Source records
PR #186, opened 2026-05-20
New errors when recompiling tetrapod biodiversity vignette

etiennebacher:
I ran `vignettes/precompile.R` after commenting out the line to knit `_phanerozoic-reefs.Rmd` (I was not interested in this vignette yet).

There are some new errors and some output changed so this vignette needs to be updated. I open this and not a new issue so that we can see the diff.


vignettes/tetrapod-biodiversity.Rmd
```diff
@@ -422,12 +441,12 @@ head(coll_taxa)
...
-## 3      3        106558
-## 4      8        108766
-## 5      3        109702
-## 6      1         11149
+## 1 104796             1
+## 2 106270             1
+## 3 106558             3
+## 4 108766             8
+## 5 109702             3
+## 6  11149             1
```
etiennebacher, line 449: This is the issue: the two columns got swapped somehow.

LewisAJones: Ah, this is probably related to changes in #139. I believe these changes switched the grouping column to be the first column(s) rather than the last column(s). In this vignette, we're manually specifying the column names too which doesn't add much resilience to changes.

This highlights the need for a better workflow to make sure changes are not breaking our vignettes. This would be good to resolve before the next release. Thanks for spotting this @etiennebacher!

LewisAJones (changes requested):

etiennebacher:
This is superseded by #198. I will explore how we can check vignettes in CI but I will open a new PR for this.

PR #173, opened 2026-05-18
Convert `expect_error(...)` to `expect_snapshot(..., error = TRUE)`

etiennebacher:
This PR affects a lot of files but the only changes are that we move from `expect_error(...)` to `expect_snapshot(..., error = TRUE)` (and therefore this PR also contains all the snapshots that were created). This helps ensuring that the current error messages are correctly displayed on the user side, and it will be especially useful  to see changes in formatting when we start using `rlang` and `cli`. 

Part of #161 

<details>
<summary>Tip to efficiently make this kind of refactor</summary>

● Exercise:
Tally the lines above that contain the word "will", and reply with only the number.

● Answer space:
2